2007-11-04 02:56:15 | Weblog
  朝方は少々寒かったが、昼頃からは陽射しの暖かな一日となった。朝食をとってから蒲田宝塚に『ALWAYS 続・三丁目の夕日』を観に行く。封切り初日の初回である。こちらも気合が入っている。話題の映画であるが、そこは場末の映画館、観客はまばらである(きっと有楽町マリオンあたりは長蛇の列が出来ているのであろう)。それでもいつもよりは混んでいて、もぎりの女性も生き生きとしている感じがする。

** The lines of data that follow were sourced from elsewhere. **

PR #2336, opened 2016-03-01
Properties don't work on Chrome

madvik:
I test on v48 but not before


Fyrd:
Seem to work fine to me. Can you provide a specific example of a property not working?

madvik:
Have you an inline exemple ? Thanks

Fyrd:
My tests are here: http://tests.caniuse.com/?feat=background-img-opts

madvik:
OK, thanks, I don't see what I talk about.
Here an exemple works on FF and not in Chrome : 
```
<select id="companytype" class="selecticon" name="companytype">
<option value="all">--- All Types ---</option>
<option value="1" style="background: transparent url(farm.png) no-repeat 0 0;">Farm</option>
<option value="3" style="background: transparent url(packhouse.png) no-repeat 0 0;">Packhouse</option>
```

Fyrd:
Ah, so those are being applied to `<option>` elements in a `<select>` list. I believe there's no defined way for browsers to apply styles on such elements, so that doesn't need to be considered partial support.

madvik:
The code I pasted works fine on Firefox !

PR #2338, opened 2016-03-04
Updated known bugs

jo-soft:
Extended known bug  for link elements.


Fyrd:
A version number would be nice, but for bugs I don't mind not knowing exactly.

PR #2348, opened 2016-03-09
Firefox workaround for no background-position-x/y

andyearnshaw:
Many people don't realise that background-position-x/y is achievable in Firefox, so I thought I'd add a note and some self-promotion by linking to one of my Stack Overflow answers from a while ago.  If that's an issue, feel free to remove it but I think it's helpful in any case.


Fyrd:
Cool, thanks!

PR #2377, opened 2016-03-22
multicolumn layout is unprefixed since Chrome 50

4thana:
Chrome 50 is currently in beta, the change was committed on Feb 18:
https://bugs.chromium.org/p/chromium/issues/detail?id=492297


4thana:
It still doesn't support break-before, break-after, break-inside though, but that will be fixed later in this bug: https://bugs.chromium.org/p/chromium/issues/detail?id=223068

4thana:
I also checked Opera and updated the PR.

Fyrd:
Thanks!

PR #2380, opened 2016-03-24
Update referrer-policy.json for Safari 8

public:
Safari 8 (possibly others, can't test) only supports the old set that Edge uses too.


joshma:
Safari 9 only supports the old set as well

Fyrd:
Thanks, updated manually to include other versions.

PR #2383, opened 2016-03-26
Fixed Incorrect CS Grid Layout Data

phistuck:
Chrome and Firefox still have not enabled it by default. I wonder where you found this data...

For Chrome -
https://code.google.com/p/chromium/codesearch#chromium/src/third_party/WebKit/Source/platform/RuntimeEnabledFeatures.in&q=grid%20file:WebKit%20file:%5C.in&sq=package:chromium&type=cs&l=49
"=experimental" means you must use the `--enable-experimental-web-platform-features` flag.

It might be ready later this year, see -
https://groups.google.com/a/chromium.org/d/msg/blink-dev/y221wJxoh84/qU_el0JRAwAJ

Mozilla bug and platform status -
https://bugzilla.mozilla.org/show_bug.cgi?id=1217086
https://platform-status.mozilla.org/#grid-layout


Fyrd:
Thanks!

You're right about Chrome...someone informed me it was enabled by default in upcoming builds but I guess I failed to verify the truth to that.

For Firefox, originally https://developer.mozilla.org/en-US/Firefox/Releases/45 simply stated that it was enabled by default, only later did they amend that to point out it's only in nightly & dev editions.

PR #2459, opened 2016-04-19
Add Same Site Cookie attribute as feature

LukasReschke:
This will be shipped with Chrome 51 as per the [Intent to Ship](https://groups.google.com/a/chromium.org/forum/#!topic/blink-dev/csCtW3M3-wg). Firefox also [voiced public support](https://groups.google.com/forum/#!msg/mozilla.dev.platform/yEqC74IgnqQ/wIVQh4W2EAkJ). So it may be handy to have this to track which browsers support this security hardening over the time.


Fyrd:
Thanks! Would you happen to know how to easily test support for this?

LukasReschke:
Thanks for the merge. 🚀 

Easily is always such a thing when it comes to security features. At the moment I'm adding support for this to @ownCloud (https://github.com/owncloud/core/pull/24092), but since this is only targeted for master it won't be possible to use our demo instance to verify this.

In Chrome the feature can be quickly checked for existence by going to the Cookies resource overview and checking whether the `SameSite` column is in there:



I don't know whether other browsers will also add an overview like that. Another somewhat reliable way to test this is to `iframe` a page that uses either `lax` or `strict` cookies (make sure to not have any `X-Frame-Options` that may block this) and verify that in the iframe the user is indeed not logged-in and no cookies are sent.

Anyways, I'll keep closely track on adoption to this one as we intend to add this feature to our next release. So once other browsers keep adding support for this as well (something that we can easily check using an installed ownCloud) I'll update this entry 😄

DamirSvrtan:
Is there a reason why I can't find this feature on caniuse.com? I may be looking at it somewhat in a wrong manner, not sure. Thnx!

Fyrd:
@DamirSvrtan The feature data had not yet been reviewed, but it has now and is available at http://caniuse.com/#feat=same-site-cookie-attribute

DamirSvrtan:
@Fyrd thnx!

PR #2462, opened 2016-04-20
Add ie_id for FIDO U2F

nextPrime:
Microsoft tracks this feature in https://developer.microsoft.com/en-us/microsoft-edge/platform/status/fidou2f (Not currently planned).


Fyrd:
Thanks!

PR #2487, opened 2016-04-26
Use correct Firefox bug for CSS masks

flying-sheep:
The current one is about implementing only, the new one about implementing and shipping (Meta bug)


Fyrd:
Thanks!

flying-sheep:
NP :smile:

PR #2490, opened 2016-04-28
Update "known issue"

n3dst4:
The known issue with the popstate event not being fired when the hash changes affects Edge as well as IE. The official public-facing bug report has a new URL.


Fyrd:
Thanks!

PR #2496, opened 2016-05-05
Update online-status.json

edmondchui:
The following browsers support navigator.onLine but not online/offline events:

- Chrome 50.0
- Safari 9.1
- iOS Safari 9.3
- Chrome for Android 50


edmondchui:
My mistake. Was listening the events on document. Should listen on window.

PR #5023, opened 2019-08-05
Lazy-load: new blog post, keywords and Chrome flag

Malvoz:
Adding link to new informational article: https://web.dev/native-lazy-loading
&plus; `#enable-lazy-frame-loading` flag and some relevant keywords.


Fyrd:
Thanks!

Issue #4963, opened 2019-06-18
inputmode attribute update


coliff:
RE: https://caniuse.com/#feat=input-inputmode

This page needs some updates:

- inputmode is fully supported on both Opera Mobile and Opera Mini for Android. I don't know the version number that support was added though. (presumably a similar sort of timeframe as when support was added to Chrome for Android)
- I suggest to remove the note '_Firefox OS is reported to have partial support for this property as x-inputmode._' as Firefox OS is no longer relevant
-  I suggest to remove the note '_Blink-based browsers appear to recognize the inputMode property on input & textarea fields though it is unclear what effect it currently has as the feature is still in development._' as it is no longer true.
- I suggest to remove the note '_MS Edge status: Under Consideration_' as it is no longer relevant. Edge is moving to Chromium and will be supported then.
- I think it'd be good to link to my article on CSS-Tricks for more detailed info and screenshots: https://css-tricks.com/everything-you-ever-wanted-to-know-about-inputmode/

PR #5028, opened 2019-08-07
Update input-inputmode.json

coliff:
This fixes: #4963

- adds support for Opera Mobile and Opera Mini
- remove the note 'Firefox OS is reported to have partial support for this property as x-inputmode.' as Firefox OS is no longer relevant
- remove the note 'Blink-based browsers appear to recognize the inputMode property on input & textarea fields though it is unclear what effect it currently has as the feature is still in development.' as it is no longer true.
- remove the note 'MS Edge status: Under Consideration' as it is no longer relevant. Edge is moving to Chromium and will be supported then.
- replace the very old wufoo article with newer up-to-date one from CSS tricks


Fyrd:
Looks good, except it doesn't seem to be support in Opera Mini. Note that "Opera Mini" refers to the feature phone version, not the default behavior of Opera Mini on Android/iOS (need to enable "Extreme data savings" mode there to test it).

coliff:
Hi @Fyrd - thanks for checking on this. I updated the PR to change Opera Mini support back to 'n'

Fyrd:
Thanks!

PR #5031, opened 2019-08-13
Firefox 69: `user-select` unprefixed

Schweinepriester:
<https://developer.mozilla.org/en-US/docs/Mozilla/Firefox/Releases/69>:

> The [`user-select`](https://developer.mozilla.org/en-US/docs/Web/CSS/user-select "The user-select CSS property controls whether the user can select text. This doesn't have any effect on content loaded as chrome, except in textboxes.") property---which specifies whether or not the user is able to select text in the affected element---has been unprefixed in Firefox 69 ([bug 1492739](https://bugzilla.mozilla.org/show_bug.cgi?id=1492739 "FIXED: Consider unprefixing -moz-user-select")).

I've checked https://tests.caniuse.com/?feat=user-select-none using Firefox `69.0b13 (64-Bit)`.


Fyrd:
Thanks!

PR #5032, opened 2019-08-14
Update KeyboardEvent.code with mobile support

Schweinepriester:
Based on <https://developer.mozilla.org/en-US/docs/Web/API/KeyboardEvent/code#Browser_compatibility> or more precise the individual commits here <https://github.com/mdn/browser-compat-data/blame/65740c63cb8c861f4511f29b3fa3cb75365f6878/api/KeyboardEvent.json#L244>.

While I'm fairly confident that this is correct even for the versions on caniuse, which are not the same as they checked, I didn't test it 0:-)


Fyrd:
From my own tests (using the onscreen virtual keyboard) it still seems to fail...just tried it with https://codepen.io/denilsonsa/pen/epmoma and it just returns an empty string. According to the specification at https://w3c.github.io/uievents/#code-virtual-keyboards :

> In general, if a virtual (or remote control) keyboard is mimicking the layout and functionality of a standard keyboard, then it MUST also set the code attribute as appropriate" which doesn't seem to be happening.

I haven't tried using a physical keyboard with these Android browsers though, I guess if that works we should go for partial support.

Schweinepriester:
Hrmpf, I just confirmed it using the android emulator and the onscreen keyboard as well as the physical keyboard connected to my PC:

<https://streamable.com/2thil> (alternative https://i.imgur.com/ebdOPdR.gifv)

> I haven't tried using a physical keyboard with these Android browsers though, I guess if that works we should go for partial support.

Seems to work, at least with my setup. But I dont think we _should_ go for partial support, we _could_, but that might give the wrong impression… thus closing.

PR #5040, opened 2019-08-18
Update cautionary note on CSS line-clamp

FND:
now fairly well supported across modern browsers, so the phrasing seems outdated


Fyrd:
Agreed, thanks!

PR #5046, opened 2019-08-21
IE11 doesn't upport const in for-in and for-of loops

DominikPalo:
As you can see on http://kangax.github.io/compat-table/es6/#test-RegExp.prototype_properties, IE11 doesn't support using `const` in `for-in` and `for-of` loops (replicated on my IE11 - it fails with a script error)


Fyrd:
Thanks!

PR #5056, opened 2019-08-23
Correct Android Chrome support (Fix #5042)

### LINKED ISSUE #5042: Chrome for Android - wrong values
According to this https://caniuse.com/#feat=dragndrop, Chrome for Android supports drag-and-drop.

However, when I check these demos in Chrome for Android, they do not work: https://www.w3schools.com/html/html5_draganddrop.asp

How exactly do you achieve these values? I think many of them may be incorrect.

*** It seems like it is not supported on iOS Safari either.

Malvoz:
Fix #5042.


Malvoz:
Closing this for now, it _seems_ that drag and drop is or has been supported in Android, see resolution in https://github.com/Fyrd/caniuse/issues/5042.

PR #5060, opened 2019-08-26
Firefox 69: CSS `contain`

Schweinepriester:
<https://developer.mozilla.org/en-US/docs/Mozilla/Firefox/Releases/69>:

  本編の前に12月公開の『マリと子犬の物語』の予告編が流れた。中越地震のときの実話に基づいた映画で、被災地の村に置いていかれた母犬と子犬たちの話である。明らかに『南極物語』の二番煎じである。飼い主の一家が自衛隊に救出されてヘリコプターで運ばれていくときに、マリ(母犬)がそのヘリコプターを追って疾走する。機上から「マリー!」と犬の名前を呼んで泣く少女。私の斜め前の席に座った夫婦と思しき男女がその映像を観て涙をぬぐっている。おいおい、本編が始まる前にもう泣いちゃうのかよと思ったが、気づくと、私も涙ぐんでいた。よかった、一人で観に来ていて。私は子どもの頃から人前で泣いたことがないのが自慢(?)なのである。

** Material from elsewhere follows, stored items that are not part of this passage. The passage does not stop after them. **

Issue #3948, opened 2018-01-02
Renaming WebVR to WebXR


Utopiah:
cf https://github.com/immersive-web/webxr

> The WebXR Device API is intended to completely replace the legacy WebVR specification when finalized. In the meantime multiple browsers will continue to expose the older API.

Utopiah:
@Fyrd anything I could help with here?

PerspectivesLab:
is webxr officially included as release? or is it still in beta test for google canary

Utopiah:
So I updated the page accordingly but it's not actually not really correct. Most browsers listed there support WebVR but not WebXR yet... (yes, just criticizing my own changes here).

PR #5064, opened 2019-09-01
feat: Split WebXR and WebVR

ExE-Boss:
**Chrome 79** has removed support for **WebVR**.

Without this, it’s impossible to display this in the “Can I use…” data.

---

Reverts: #4456
See also: #3948

/cc @jpmedley

### DIFF
--- a/features-json/webxr.json
+++ b/features-json/webxr.json
@@ -1,33 +1,17 @@
 {
-  "title":"WebVR API",
-  "description":"API for accessing virtual reality (VR) devices, including sensors and head-mounted displays.",
-  "spec":"https://w3c.github.io/webvr/",
-  "status":"unoff",
+  "title":"WebXR Device API",
+  "description":"API for accessing virtual reality (VR) and augmented reality (AR) devices, including sensors and head-mounted displays.",
+  "spec":"https://immersive-web.github.io/webxr/",
+  "status":"other",
   "links":[
     {
-      "url":"https://webvr.rocks/",
-      "title":"Detailed device support information"
-    },
-    {
-      "url":"https://github.com/googlevr/webvr-polyfill",
-      "title":"WebVR polyfill"
-    },
-    {
-      "url":"http://aframe.io",
-      "title":"WebVR framework"
-    },
-    {
-      "url":"https://webvr.info/",
-      "title":"WebVR info"
-    },
-    {
-      "url":"https://developer.mozilla.org/en-US/docs/Web/API/WebVR_API",
-      "title":"MDN Web Docs - WebVR API"
+      "url":"https://developer.mozilla.org/docs/Web/API/WebXR_Device_API",
+      "title":"MDN Web Docs - WebXR Device API"
     }
   ],
   "bugs":[
     {
-      "description":"WebVR is in development and is still changing. Because of this there could be bugs inside the standard of the W3C."
+      "description":"WebXR is in development and is still changing. WebXR was formally developed as WebVR. Because of this there could be bugs inside the standard of the W3C."
     }
   ],
   "categories":[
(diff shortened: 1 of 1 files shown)


Fyrd:
Yeah, seems like the right thing to do. Thanks!

Fyrd:
Looks like XR data needs some updating... the numbered notes should probably be removed and I'm not seeing support in Chrome 76.

features-json/webxr.json
```diff
@@ -0,0 +1,368 @@
...
+      "70":"n",
+      "71":"n",
+      "72":"n",
+      "73":"n",
+      "74":"n",
+      "75":"n",
+      "76":"y",
+      "77":"y",
+      "78":"y",
+      "79":"y"
```
jpmedley: Anything before 79 should be `"n"`. The same would apply for Android Chrome and Android WebView. (I don't know how you do those.)

features-json/webxr.json
```diff
@@ -0,0 +1,368 @@
+{
+  "title":"WebXR Device API",
+  "description":"API for accessing virtual reality (VR) and augmented reality (AR) devices, including sensors and head-mounted displays.",
```
jpmedley: This definition ignores AR use cases which have applications outside of games. The spec was designed specifically (so it's author tells me) to address a spectrum of immersion so that a site could use as little or as much immersion as it wanted. See [my article](https://developers.google.com/web/updates/2018/05/welcome-to-immersive) for more on that.

features-json/webxr.json
```diff
@@ -0,0 +1,368 @@
...
+  "status":"other",
+  "links":[
+    {
+      "url":"https://developer.mozilla.org/docs/Web/API/WebXR_Device_API",
+      "title":"MDN Web Docs - WebXR Device API"
+    }
+  ],
+  "bugs":[
+    {
+      "description":"WebXR is in development and is still changing. WebXR was formally developed as WebVR. Because of this there could be bugs inside the standard of the W3C."
```
jpmedley: >WebXR was formally developed as WebVR.

There's some historical truth to this. The spec has evolved so much in more than two years that I'm not sure it's relevant to users of the API. Neither Google nor MDN feel the need to mention this in WebXR documentation. 

>Because of this there could be bugs inside the standard of the W3C.

What does this mean?

features-json/webxr.json
```diff
@@ -0,0 +1,368 @@
...
+      "1.2":"n"
+    },
+    "baidu":{
+      "7.12":"n"
+    },
+    "kaios":{
+      "2.5":"n"
+    }
+  },
+  "notes":"For a WebXR experience a head mounted display (VR HMD) is required.",
```
jpmedley: Not true. Look at [`XR.requestSession()` and `XR.supportsSession()`](https://immersive-web.github.io/webxr/#xr-interface). The API supports a session mode called `"inline"` with which content can be rendered in a page.

features-json/webxr.json
ExE-Boss: https://www.chromestatus.com/feature/5680169905815552 says 76, so… ¯\\\_(ツ)\_/¯

ExE-Boss:
@jpmedley To all your questions:

I just copied the `webvr.json` file from #4456, before I reverted that PR, so take it up with @Utopiah

features-json/webxr.json
jpmedley: It says 'origin trial'. That means that individual sites would require a token to activate the API. Origin trial tokens will be unavailable when the API ships in 79.

Fyrd:
I've updated the feature data with help from @jpmedley's comments and made the feature available on the site now. For any further suggested changes please submit a new PR. Thanks all!

PR #5069, opened 2019-09-04
macOS Safari is capable of ChaCha20-Poly1305, too

Schweinepriester:
Bildschirmfoto 2019-09-05 um 00 47 14

Note sure why this is missing from <https://caniuse.com/#feat=chacha20-poly1305>? Probably is available since Safari 11, just like iOS 11, but maybe just for specific macOS versions?

But since i dont have the means to test that, i only changed what i could test (assuming 13 inbetween will work as well) :)


Fyrd:
Not sure either, but yes, confirmed! Thanks.

PR #6407, opened 2022-08-02
Updates to Web Share API: Edge on macOS, support bugs, …

Schweinepriester:
Using https://web-share.glitch.me/ I tested Edge on macOS after [this comment](https://bugs.chromium.org/p/chromium/issues/detail?id=1162971#c19) and indeed it's there since at least 95:

image

(93 didn't work, 94 didn't want to give me the correct version on Browserstack.)

Technically we are most likely missing Linux support across the board, but since that wasn't mentioned before…

Links for convenience:
- Demos
  - https://web-share.glitch.me/
  - https://mdn.github.io/dom-examples/web-share/
  - https://w3c.github.io/web-share/demos/share.html added only this one, being the most 'official' and flexible one
- https://developer.mozilla.org/en-US/docs/Web/API/Web_Share_API
  - not sure if their support is totally correct, because it doesn't seem to work at all in Chrome on macOS for example
- Chromium
  - https://bugs.chromium.org/p/chromium/issues/detail?id=1144920
- Firefox
  - https://bugzilla.mozilla.org/show_bug.cgi?id=1653481
  - There was recently-ish movement in https://bugzilla.mozilla.org/show_bug.cgi?id=1772948 B-)


Fyrd:
Thanks!

PR #6408, opened 2022-08-03
Firefox datalist looks like it was fixed in 102

kohenkatz:
[The bug](https://bugzilla.mozilla.org/show_bug.cgi?id=1474137) linked in note # 6 says that it was fixed in Firefox 102. I don't have 102 installed right now, but I tested in 104 and it does work there.

Here's a [working link](https://raw.githack.com/mitchhentges/firefox-dynamic-datalist-bug/master/index.html) to the test page cited in the report since the link in the bug report seems to be dead.


Fyrd:
Thanks!

PR #6413, opened 2022-08-08
Firefox 105: OffscreenCanvas 🎉

Schweinepriester:
- https://bugzilla.mozilla.org/show_bug.cgi?id=1779009#c2
- https://hg.mozilla.org/integration/autoland/rev/ca0fc9488e5d
  > milestone	105.0a1

[Test](https://tests.caniuse.com/offscreencanvas)ing is kinda futile as it was enabled by default before in at least nightly and developer, so really only makes sense once 105 is released, so…
I'll continue to keep an eye on this o7


Fyrd:
Thanks!

PR #6423, opened 2022-08-15
Fix missing word in phrasing

vanillajonathan:


Fyrd:
D'oh, good catch, thanks!

PR #6427, opened 2022-08-20
Update css-has.json - Firefox supports behind flag

Thenakedgun:
[MDN](https://developer.mozilla.org/en-US/docs/Web/CSS/:has#browser_compatibility) states:

> From version 103: this feature is behind the `layout.css.has-selector.enabled` preferences (needs to be set to `true`).

Tested on Windows with Firefox 103.0.2 and verified this is correct.

### DIFF
--- a/features-json/css-has.json
+++ b/features-json/css-has.json
@@ -175,9 +175,9 @@
       "100":"n",
       "101":"n",
       "102":"n",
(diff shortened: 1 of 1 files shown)


Fyrd:
Confirmed, thanks!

  本編が始まった。ストーリーについては書かない。これから観に行く人のためということもあるが、この映画は、前作同様、ストーリーがそれほど重要ではないからだ。この映画にあっては、ストーリーは「懐かしさ」のアイテムを配置するための径路であって、ストーリー自体もそうしたアイテムの一つ(定型的な家族物語であり純愛物語)なのである。前作から2年が経過したが、映画の中の時間は前作のラスト(昭和33年暮れ)から4ヶ月後の昭和34年春である。しかし主要な登場人物の一人である淳之介役の須賀健太(1994年生まれ)はこの2年で身長が伸び、急に大人びた印象を受ける。とても「4ヶ月後」という感じではない。一方、鈴木オートの息子、一平役の小清水一揮(1995年生まれ)は以前と同じ印象である。子役を使って続編やシリーズものを撮ることの難しさであろう。今回、新たに登場した「懐かしさ」のアイテムは、ハンドクリーム「ももの花」、アイスキャンデー売り、銭湯の牛乳、電気洗濯機の手回しのローラー、16ミリ映写機、トリスバー、DC-6(プロペラ機)、特急こだま、頭上に高速道路のない日本橋、ハエ取り紙などである。ハエ取り紙を最後に記したのには理由がある。前作では「懐かしくはあっても汚いもの」はアイテムとして採用されなかった。たとえば、汲み取り式便所とバキュームカー、街角の木製の大きなゴミ箱(家庭から出る生ゴミがそこに捨てられ、いつもハエがたかっていた)、ドブ川などはその代表であろう。あれは臭かったし汚かった。映画の中の町並みが貧しいが清潔な印象を与えるのはそうしたものが描かれていないからである。今回、ハエ取り紙を採用したのはそうしたことへの小さな反省があったためではないか。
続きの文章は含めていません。